The Trepp CMBS delinquency rate posted a 47 basis point drop in April, its lowest reading in more than two years. The delinquency rate for US commercial real estate loans in CMBS was 9.03% in April, the lowest reading since the November 2010 rate of 8.92%.

The resolution of distressed CMBS loans was a major driver that lowered the delinquency rate in April. The removal of these loans created 30 basis points of downward pressure on the delinquency number, according to Trepp.

Over $800 million in loans that were delinquent in March managed to payoff without a loss in April. Almost all of these notes were listed as non-performing loans that were past their maturing dates as of March. The removal of these loans from the delinquent category added 15 basis points of downward pressure to the rate.

Loans that cured put an additional 35 basis points of downward pressure on the delinquency rate. Improvement in this category was spearheaded by several large loan modifications, including the $375 million Belnord loan.

There were $1.6 billion in newly delinquent loans in April, which put about 30 basis points of upward pressure on the delinquency rate. This was well below the average of $2.7 billion in new delinquencies in February and March.

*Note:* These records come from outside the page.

PR #3248, opened 2023-06-22
Implement support for GL_KHR_cooperative_matrix extension

archimedus:
Add into GLSLang support for GL_KHR_cooperative_matrix extension required for Vulkan extension VK_KHR_cooperative_matrix.


dneto0:
The support has landed in both SPIRV-Headers and SPIRV-Tools https://github.com/KhronosGroup/SPIRV-Tools/pull/5286 

Now the known-good.json can be updated with those commits.

Thanks for your patience!

archimedus:
Can someone give another review try for it please?

Thank you.

dneto0:
> Can someone give another review try for it please?

Someone has started reviewing.  Not me though.

archimedus:
> Someone has started reviewing. Not me though.

I see. Thank you for informing me.

BTW could you run checks or it is a reviewer area now?

archimedus:
BTW In "Reviewers" area I see "No reviews" on right pane.

dneto0:
I heard that the review will be delayed until Monday at the earliest.  Thanks for your patience.

archimedus:
Any progress?

arcady-lunarg:
I am going to take a look at this right now. My apologies, I had hoped to get to this sooner but I had Friday off and had some travel difficulties yesterday that meant I could not get to it until now.

archimedus:
@arcady-lunarg 

Thank you for starting review.

I see two tests failed:
 * Glsl/CompileVulkanToSpirvTest.FromFile/spv_coopmatKHR_comp
 * Glsl/CompileToAstTest.FromFile/stringToDouble_vert

The first requires dungling space (3x) at end-of-line, I will add.
```
             214:         210 CooperativeMatrixMulAddKHR 205 209 213 ASignedComponents BSignedComponents CSignedComponents ResultSignedComponents<SPACE>
```

The second seems does not relate to this change:

real:
```
0:10            1.2345678901234e+15
```
expected:
```
0:10            1.2345678901235e+15
```

Should I update this as well?

archimedus:
Now Google Tests should pass.

arcady-lunarg:
Looks like the tests now fail on other platforms. Might the change of bison version be responsible for that? Also, it looks like some of the files have line ending issues, I would prefer to stick to unix-style line endings where possibly unless an existing file already uses windows-style throughout.

archimedus:
> Looks like the tests now fail on other platforms.

I checked that issues in `stringToDouble_vert` are present in parent and thus are not introduced in this PR.

> Might the change of bison version be responsible for that?

Doubt it. I see that root problem is in code:

```
static void OutputDouble(TInfoSink& out, double value, TOutputTraverser::EExtraOutput extra)
{
        if (fabs(value) > 0.0 && (fabs(value) < 1e-5 || fabs(value) > 1e12))
            format = "%-.13e";
...
        int len = snprintf(buf, maxSize, format, value);
```

For me issue is in incorrect rounding in sprintf. The value `1.2345678901234e+15` looks like more proper than value `1.2345678901235e+15`, because it is [rounded to nearest even](https://stackoverflow.com/questions/6867693/change-floating-point-rounding-mode), though it is only IMO. I undone my changes and tried various rounding modes (see [FE_round](https://en.cppreference.com/w/c/numeric/fenv/FE_round)), though none of them resolved issue. I suppose @johnkslang is more appropriate person to ask about how to fix this.

> Also, it looks like some of the files have line ending issues, I would prefer to stick to unix-style line endings where possibly unless an existing file already uses windows-style throughout.

Fixed.

archimedus:
@arcady-lunarg 

Any progress?

archimedus:
It looks formal Checks pass now.

Waiting for reviewers opinion.

arcady-lunarg:
This is a very large change, but I am taking a look at it. In the future, to facilitate reviews it would help to write more descriptive commit messages as to what you are doing and why, and maybe also to break up the change into more manageable commits. For example, there seems to be a lot of duplicated code between the NV and KHR versions of the extension. Now, I know that they differ in some important ways, but it feels like there are opportunities for sharing more code between the two.

arcady-lunarg:
Also, it appears that the GLSL extension for this has not been published yet, so in any case I don't think this can be merged until that is published.

arcady-lunarg:
Having finally gone through all the changes, I think this is basically fine, though I do wonder about whether it might be possible to have more shared code between the NV and KHR versions. Also it would be nice to have better commit messages going forward but I'm not going to hold up this change for that. What I will hold it up for is the release of the GLSL extension spec, which I assume is coming soon.

archimedus:
@arcady-lunarg 

Thank you for review.

> and maybe also to break up the change into more manageable commits.

Creating the PR I squashed all commits that have been pushed during development. I was vague doing this, for two reasons:
1. This removes history and particular contributions
2. As far as I understand one squashed commit is more expected than a set of small ones.
I am not sure whether this can be splitted onto smaller commits as this makes sense as a whole.

> For example, there seems to be a lot of duplicated code between the NV and KHR versions of the extension. Now, I know that they differ in some important ways, but it feels like there are opportunities for sharing more code between the two.

I would avoid deduplication as looking at discussions around cooperative matrix subject I think KHR will diverge even more soon from NV version.

> Also, it appears that the GLSL extension for this has not been published yet, so in any case I don't think this can be merged until that is published.

You are right. I pinged the GLSL spec issue as well.

I updated name and description of this PR. I hope these will be used during squash/merge of the PR.

nihui:
GLSL extension: https://github.com/KhronosGroup/GLSL/pull/208

archimedus:
> FYI this is going to need to be rebased as there was another PR with a grammar change in the interim.

Should I do it now or wait for GLSL spec accepted first?

arcady-lunarg:
I suppose it's better to wait for the spec to be accepted but I don't really have any idea of when that will happen.

jeffbolznv:
FYI I've just merged the extension spec.

arcady-lunarg:
@archimedus now that the spec has landed, could you rebase this? @jeffbolznv I assume there weren't any substantial changes to the spec in the review process?

jeffbolznv:
There were no substantial changes.

archimedus:
Rebased.

arcady-lunarg (approved):
LGTM, thanks.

All major property types saw their delinquency rates fall in April. Hotel and apartment loans led the pack, each with more than 100 basis points in improvement.

The reduction in the lodging rate was a result of three big MSREF Portfolio loans paying off in full. The three loans totaled over $500 million, and all three were listed as non-performing loans that were past their maturity dates as of March.

The drop in the multifamily rate was driven by the curing of the aforementioned Belnord loan and the restructuring of the $194.6 million Babcock and Brown FX3 portfolio loan. The latter was written down by over $67 million, but with the assumption of the note by the new borrowers, the loan was brought current.